EMR Performance: Your Top Questions Answered
EMR performance is one of those topics where contractors carry around half-understood information that leads to bad decisions. A project manager "knows" that EMR matters for bidding but cannot explain why a 0.85 is better than a 0.95 beyond a vague sense that lower is better. A safety director "knows" that claims affect EMR but cannot quantify which claims matter most or for how long.
This FAQ addresses the questions contractors actually ask when they dig into EMR performance. No jargon without explanation. No oversimplifications that fall apart under scrutiny.
What Is Considered a Good EMR?
"Good" depends on context, but here are the benchmarks the construction industry uses.
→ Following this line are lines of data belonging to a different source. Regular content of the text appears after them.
PR #5051, opened 2022-07-13
net/dns: add Windows group policy notifications to the NRPT rule manager

dblohm7:
As discussed in previous PRs, we can register for notifications when group
policies are updated and act accordingly.

This patch changes nrptRuleDatabase to receive notifications that group policy
has changed and automatically move our NRPT rules between the local and
group policy subkeys as needed.

### DIFF
--- a/net/dns/manager_windows_test.go
+++ b/net/dns/manager_windows_test.go
@@ -5,6 +5,7 @@
 package dns
 
 import (
+	"context"
 	"fmt"
 	"math/rand"
 	"strings"
@@ -19,11 +20,6 @@ import (
 )
 
 const testGPRuleID = "{7B1B6151-84E6-41A3-8967-62F7F7B45687}"
-
-var (
-	procRegisterGPNotification   = libUserenv.NewProc("RegisterGPNotification")
-	procUnregisterGPNotification = libUserenv.NewProc("UnregisterGPNotification")
-)
 
 func TestManagerWindowsLocal(t *testing.T) {
 	if !isWindows10OrBetter() || !winutil.IsCurrentProcessElevated() {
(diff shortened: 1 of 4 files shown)


net/dns/manager_windows_test.go
```diff
@@ -332,6 +435,37 @@ func getSavedDomainsForRule(base, ruleID string) ([]string, error) {
 	return result, err
 }
 
+func genRandomSubdomains(t *testing.T, n int) []dnsname.FQDN {
```
sailorfrag, line 438: I'm generally a fan of avoiding randomly generated test cases unless it uses a fixed seed or displays the seed because sometimes it results in flakes if certain inputs fail but you can't reproduce what the test did.

net/dns/manager_windows_test.go
```diff
@@ -384,3 +518,97 @@ func (trk *gpNotificationTracker) Close() error {
...
+		windows.REG_NOTIFY_CHANGE_NAME|windows.REG_NOTIFY_THREAD_AGNOSTIC, rw.evtGP, true)
+}
+
+func (rw *regKeyWatcher) wait() error {
+	handles := []windows.Handle{
+		rw.evtLocal,
+		rw.evtGP,
+	}
+
+	waitCode, err := windows.WaitForMultipleObjects(
```
sailorfrag, line 597: would it be good to add some sort of timeout (ideally derived from a context but I'm not picky)

sailorfrag (approved):

net/dns/manager_windows_test.go
dblohm7: Using a context would add a lot more complexity here (due to wiring in its done channel), which I'd take care of if this wasn't test code. In this case I'll just set the timeout directly.

net/dns/manager_windows_test.go
dblohm7: I don't expect too many problems here given that I'm limiting the length of the generated text and restricting it to the lowercase English alphabet, but I see what you're getting at. I'll log the seed.

PR #5193, opened 2022-07-27
cmd/tailscaled: add opt-in support for linking CLI into daemon

### LINKED ISSUE #2233: Merge tailscale and tailscaled binaries
For --tun=userspace-networking in particular, and especially with ephemeral authkeys, it would be nice if it were easier to launch and configure a tailscaled in a single step. Also, our tailscale and tailscaled binaries contain a ton of overlapping code which would be greatly reduced if we just had a single binary; this matters a lot on small systems like openwrt.

I suggest we try merging the two binaries as follows:

1) Add a new `tailscale server` subcommand to the tailscale program. This takes the same options as current tailscaled and runs the same code as current tailscaled. For backwards compat, we can then supply a "tailscaled" wrapper script that just runs `exec tailscale server "$@"`

2) Add a new "tailscale run" (or something like that) subcommand that mostly takes the same options as `tailscale up`, but launches its own server and then brings it up. Perhaps this should only work with authkeys, so that it's guaranteed to be noninteractive. It would be nice if this could also (optionally) fork into the background after making a connection, so that it's easy to insert into container startup scripts, without having to write silly retry loops.

bradfitz:
Doesn't help much, though.

    $ go install --tags=ts_include_cli ./cmd/tailscaled/
    $ ls -lh ~/go/bin/tailscaled
    -rwxr-xr-x 2 bradfitz bradfitz 34M Jul 27 11:00 /home/bradfitz/go/bin/tailscaled
    $ go install --tags= ./cmd/tailscaled/
    $ ls -lh ~/go/bin/tailscaled
    -rwxr-xr-x 1 bradfitz bradfitz 23M Jul 27 11:00 /home/bradfitz/go/bin/tailscaled
    $ ls -lh ~/go/bin/tailscale
    -rwxr-xr-x 1 bradfitz bradfitz 13M Jul 25 21:30 /home/bradfitz/go/bin/tailscale

Fixes #2233

### DIFF
--- a/cmd/tailscaled/tailscaled.go
+++ b/cmd/tailscaled/tailscaled.go
@@ -128,6 +128,8 @@ var subCommands = map[string]*func([]string) error{
 	"be-child":                &beChildFunc,
 }
 
+var beCLI func() // non-nil if CLI is linked in
+
 func main() {
 	printVersion := false
 	flag.IntVar(&args.verbose, "verbose", 0, "log verbosity level; 0 is default, 1 or higher are increasingly verbose")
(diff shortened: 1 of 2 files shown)


andrew-d (approved):
👍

An EMR of 1.0 is definitionally average. It means your loss history matches what NCCI expects for a company of your size and classification. Average is not aspirational.
An EMR between 0.85 and 0.99 indicates better-than-average safety performance. Most general contractors will prequalify subcontractors in this range without additional scrutiny.
An EMR between 0.70 and 0.84 is considered strong. Contractors in this range typically have robust safety programs, effective claims management, and consistent modified-duty programs. This range opens doors to safety-sensitive projects in industrial, petrochemical, and healthcare sectors.
An EMR below 0.70 is exceptional. It indicates a sustained commitment to safety across multiple years with minimal claims activity. Fewer than 15% of construction companies maintain EMRs below 0.70.
An EMR above 1.0 signals worse-than-average losses. Many GC prequalification programs reject subs with EMRs above 1.0 automatically. Some allow subs up to 1.10 or 1.15 with enhanced safety plan review and project-specific safety supervision.
An EMR above 1.25 is a serious red flag. It indicates substantial loss history that translates into higher workers' comp premiums, limited bidding eligibility, and increased project risk.
| EMR Range | Industry Interpretation | Bidding Eligibility |
|---|---|---|
| Below 0.70 | Exceptional | All projects |
| 0.70 - 0.84 | Strong | All projects including safety-sensitive |
| 0.85 - 0.99 | Better than average | Most projects |
| 1.0 | Industry average | Some GCs accept, many do not |
| 1.01 - 1.15 | Below average | Limited, may require waivers |
| 1.16 - 1.25 | Poor | Significantly restricted |
| Above 1.25 | Serious concern | Most GCs disqualify |
How Long Do Claims Affect EMR Performance?
A workers' compensation claim affects your EMR for exactly three rating years. But the timeline is not always intuitive.
The NCCI experience period covers three completed policy years, excluding the most recent year. Here is an example timeline for a claim occurring in March 2024 on a January-to-January policy:
- 2024 (policy year of occurrence): Claim occurs. Not yet in any EMR calculation because this is the most recent year.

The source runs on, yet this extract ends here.